── Supplied material ──

PR #1820, opened 2020-11-06
Detect default solver

montyly:
Try yices, if not present use z3


feliam (approved):
We'll need to change the readme's ". By default Manticore will use Z3"

PR #1823, opened 2020-12-07
Better control of gas accounting

### LINKED ISSUE #1789: Add configuration constant to ignore any gas related calculations.
User wants a way to configure manticore to avoid any cost related to calculating gas values.

The gas value must be completely ignored everywhere it may impose any slowdown. For example:
* Human transactions: sending transactions should not charge any gas fro the caller, nor decrement its balance
* Transaction instructions: CALL, DELEGATECALL, ..
* Returning from transactions or deleting storage values should not refund any gas
* Storage related instructions: SSTORE/SLOAD should not charge gas dinamically
* Memory is unbounded. No gas related limits.

feliam:
Add evm.gas configuration constant/variable/thing to control how to account gas. For example "static" will ignore all dynamic calculated fees.  (This is different from evm.oog. The latter controls how and when to check for Out Of Gas)

Change rpl -> rust-rpl dependency.


manticore/platforms/evm.py
```diff
@@ -67,6 +67,18 @@ def globalfakesha3(data):
     return None
 
 
+consts.add(
+    "gas",
+    default="static",
+    description=(
+        "Control how to keep the gas count"
+        "insane: Keep static and dynamic gas including transaction fee VERY EXPENSIVE (INSANE)."
```
ehennenfent, line 75: Nit, but can we make this "exhaustive"? Or, if you want to preserve the suggestion that it's over-the-top, perhaps "ludicrous"?

manticore/platforms/evm.py
```diff
@@ -2164,14 +2181,15 @@ def CALL_gas(self, wanted_gas, address, value, in_offset, in_size, out_offset, o
...
 
-        exception = False
         available_gas = self._gas
         available_gas -= fee
 
         exception = Operators.OR(
             Operators.UGT(fee, self._gas),
             Operators.ULT(self.safe_mul(available_gas, 63), available_gas),
         )
+        self.fail_if(exception)
```
ehennenfent, line 2191: Does this line need to check the value of `consts.gas` before deciding to raise the exception?

SonyViao (approved):

ehennenfent:
@feliam were you still hoping to merge this? I think those couple of nits are the only things blocking it.

PR #1824, opened 2020-12-07
Bump black and mypy

feliam:
Bump black version to 20.8b1
Bump mypy to 0.790


ekilmer (approved):
Looks like `black` now touches comments! Luckily it looks like the formatting is sane and only leading/trailing spaces are touched.

PR #2386, opened 2021-01-12
ekilmer fixes for dev expressions

ekilmer:
Making this as a separate branch/PR in case @feliam has uncommitted changes.


manticore/native/cpu/x86.py
```diff
@@ -2079,7 +2079,7 @@ def NEG(cpu, dest):
         :param dest: destination operand.
         """
         source = dest.read()
-        res = dest.write(-source)
+        res = dest.write((~source) + 1)
```
ekilmer, line 2082: I'd like for someone to confirm that this change is necessary/correct.

It seems very odd that this change is required to get tests to pass 🤔

ekilmer:
The only interesting parts of this PR are probably these two commits: https://github.com/trailofbits/manticore/pull/2386/commits/6a9f392fb49cb9ae1e2f4d5eff9631454a1aaab2 https://github.com/trailofbits/manticore/pull/2386/commits/1cb97beda07a89edef21e9213eba461ddbcb4e0f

───

* What the task asks: Quote exactly the first line of the entries and every line after it, stopping with the line that contains "Better control of gas accounting".

* Answer to this problem:
PR #1820, opened 2020-11-06
Detect default solver

montyly:
Try yices, if not present use z3


feliam (approved):
We'll need to change the readme's ". By default Manticore will use Z3"

PR #1823, opened 2020-12-07
Better control of gas accounting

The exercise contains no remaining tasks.